The dataset provided contains the hourly traffic volume on an interstate highway in Minnesota, USA. It also includes weather features and holidays, which often impact traffic volume.

Time to predict some traffic!

### The data:

The dataset is collected and maintained by UCI Machine Learning Repository. The target variable is `traffic_volume`. The dataset contains the following and has already been normalized and saved into training and test sets:

`train_scaled.csv`, `test_scaled.csv`
| Column     | Type       | Description              |
|------------|------------|--------------------------|
|`temp`                   |Numeric            |Average temp in kelvin|
|`rain_1h`                |Numeric            |Amount in mm of rain that occurred in the hour|
|`snow_1h`                |Numeric            |Amount in mm of snow that occurred in the hour|
|`clouds_all`             |Numeric            |Percentage of cloud cover|
|`date_time`              |DateTime           |Hour of the data collected in local CST time|
|`holiday_` (11 columns)  |Categorical        |US National holidays plus regional holiday, Minnesota State Fair|
|`weather_main_` (11 columns)|Categorical     |Short textual description of the current weather|
|`weather_description_` (35 columns)|Categorical|Longer textual description of the current weather|
|`traffic_volume`         |Numeric            |Hourly I-94 ATR 301 reported westbound traffic volume|
|`hour_of_day`|Numeric|The hour of the day|
|`day_of_week`|Numeric|The day of the week (0=Monday, Sunday=6)|
|`day_of_month`|Numeric|The day of the month|
|`month`|Numeric|The number of the month|
|`traffic_volume`         |Numeric            |Hourly I-94 ATR 301 reported westbound traffic volume|

In [1]:
# Import the relevant libraries
import numpy as np
import pandas as pd

import torch
import torch.nn as nn
import torch.nn.functional as F
import torch.optim as optim
from torch.utils.data import TensorDataset, DataLoader

In [2]:
# Read the traffic data from the CSV training and test files
train_scaled_df = pd.read_csv('train_scaled.csv')
test_scaled_df = pd.read_csv('test_scaled.csv')
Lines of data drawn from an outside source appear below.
PR #469, opened 2016-06-01
If no launch text, don't show the button

timlevett:
For LOL, if they don't provide a launch text, it looks weird so lets just hide it.

### With Launch text
http://goo.gl/ypJ2K1

### Without Launch text
http://goo.gl/cDssrc


vertein:
:+1:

# Separate features and target
X_train = train_scaled_df.drop('traffic_volume', axis=1).values
y_train = train_scaled_df['traffic_volume'].values
X_test = test_scaled_df.drop('traffic_volume', axis=1).values
y_test = test_scaled_df['traffic_volume'].values

# Reshape data for LSTM (samples, time steps, features)
def create_sequences(X, y, time_steps=3):
    X_seq, y_seq = [], []
    for i in range(len(X) - time_steps):
        X_seq.append(X[i:i+time_steps])
        y_seq.append(y[i+time_steps])
    return np.array(X_seq), np.array(y_seq)

# Create sequences
X_train_seq, y_train_seq = create_sequences(X_train, y_train)
X_test_seq, y_test_seq = create_sequences(X_test, y_test)
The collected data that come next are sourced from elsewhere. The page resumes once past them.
PR #586, opened 2017-08-15
GROOVY-8288 executeBatch() should not be called with batchCount == 0

akapps:
This is a first proposition of resolution for [GROOVY-8288](https://issues.apache.org/jira/browse/GROOVY-8288).
There still are open questions (see my comments on changes).

Thank you for your feedback.

### DIFF
--- a/subprojects/groovy-sql/src/main/java/groovy/sql/BatchingStatementWrapper.java
+++ b/subprojects/groovy-sql/src/main/java/groovy/sql/BatchingStatementWrapper.java
@@ -83,14 +83,27 @@ public class BatchingStatementWrapper extends GroovyObjectSupport {
     }
 
     public int[] executeBatch() throws SQLException {
-        int[] lastResult = delegate.executeBatch();
-        processResult(lastResult);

# Convert to PyTorch tensors
X_train_tensor = torch.FloatTensor(X_train_seq)
y_train_tensor = torch.FloatTensor(y_train_seq)
X_test_tensor = torch.FloatTensor(X_test_seq)
y_test_tensor = torch.FloatTensor(y_test_seq)

In [3]:
class TrafficLSTM(nn.Module):
    def __init__(self, input_size, hidden_size, num_layers, output_size):
        super(TrafficLSTM, self).__init__()
        self.hidden_size = hidden_size
        self.num_layers = num_layers
        
        # LSTM layer
        self.lstm = nn.LSTM(input_size, hidden_size, num_layers, 
                            batch_first=True, dropout=0.2)
        
        # Fully connected layer
        self.fc = nn.Linear(hidden_size, output_size)
    
    def forward(self, x):
        # Initialize hidden state
        h0 = torch.zeros(self.num_layers, x.size(0), self.hidden_size).to(x.device)
        c0 = torch.zeros(self.num_layers, x.size(0), self.hidden_size).to(x.device)
        
        # LSTM forward pass
        out, _ = self.lstm(x, (h0, c0))
        
        # Take the last time step
        out = self.fc(out[:, -1, :])
        return out

# Model Hyperparameters
input_size = X_train_seq.shape[2]
hidden_size = 50
num_layers = 2
output_size = 1

# Initialize the model
traffic_model = TrafficLSTM(input_size, hidden_size, num_layers, output_size)

# Loss and Optimizer
criterion = nn.MSELoss()
optimizer = optim.Adam(traffic_model.parameters(), lr=0.001)

In [4]:
num_epochs = 50
training_losses = []

for epoch in range(num_epochs):
    # Forward pass
    outputs = traffic_model(X_train_tensor)
    loss = criterion(outputs, y_train_tensor.unsqueeze(1))
    
    # Backward pass and optimize
    optimizer.zero_grad()
    loss.backward()
    optimizer.step()
    
    training_losses.append(loss.item())
    
    # Print progress
    if (epoch + 1) % 5 == 0:
        print(f'Epoch [{epoch+1}/{num_epochs}], Loss: {loss.item():.4f}')

# Save final training loss
final_training_loss = torch.tensor(training_losses[-1])

Epoch [5/50], Loss: 0.2456
Epoch [10/50], Loss: 0.1843
Epoch [15/50], Loss: 0.1276
Epoch [20/50], Loss: 0.0841
Epoch [25/50], Loss: 0.0810
Epoch [30/50], Loss: 0.0854
Epoch [35/50], Loss: 0.0761
Epoch [40/50], Loss: 0.0762
Epoch [45/50], Loss: 0.0769
Epoch [50/50], Loss: 0.0753


In [5]:
traffic_model.eval()
with torch.no_grad():
    # Predict on test set
    test_predictions = traffic_model(X_test_tensor)
    
    # Calculate Mean Squared Error
    test_mse = F.mse_loss(test_predictions, y_test_tensor.unsqueeze(1))

# Print results
print(f'Final Training Loss: {final_training_loss.item():.4f}')
print(f'Test MSE: {test_mse.item():.4f}')


Final Training Loss: 0.0753
Test MSE: 0.0742